Unigene Laboratories
- Company type: Public
- Traded as: OTC Pink No Information: /quote UGNEQ
- Industry: Biotechnology
- Founded: 1980
- Defunct: July 2, 2023
- Fate: Bankrupt
- Headquarters: New Jersey, United States
- Key people: Ashleigh Palmer (CEO); Gregory T. Mayes, Esq. (Vice President); Nozer Mehta (Vice President); Paul Shields (Vice President);
- Products: Research and development of peptides for medical purposes
- Number of employees: 53 (2020)
- Website: www.unigene.com ^{[dead link]}

= Unigene Laboratories =

Defunct American biopharmaceutical company that focused on peptides

Unigene Laboratories was an American biopharmaceutical company, engaged in the research and development of peptides for medical purposes. The company was founded in 1980 and is located in New Jersey.
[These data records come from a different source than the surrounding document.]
PR #6113, opened 2025-09-02
Treat `--` as a delimiter to separate options from operands

### LINKED ISSUE #5209: Bare double dash (--) not interpreted as end of named arguments
## Bug Report

- [ ] Yes, I reviewed the [contribution guidelines](https://make.wordpress.org/cli/handbook/contributing/).
- [ ] Yes, more specifically, I reviewed the guidelines on [how to write clear bug reports](https://make.wordpress.org/cli/handbook/bug-reports/).

The "bare double dash", or "--" is often used in unix commands to signify the end of named arguments, after which all arguments are treated as positional.

> The first -- argument that is not an option-argument should be accepted as a delimiter indicating the end of options. Any following arguments should be treated as operands, even if they begin with the '-' character.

The company's primary focus is on the development of calcitonin and related peptides for the treatment of osteoporosis. The company has licensed worldwide rights to its oral parathyroid hormone ("PTH") to GlaxoSmithKline.

Unigene filed for Chapter 7 bankruptcy on July 2, 2013 in the United States Bankruptcy Court of the District of New Jersey. The Chapter 7 case is being administered under case No. 13-24696.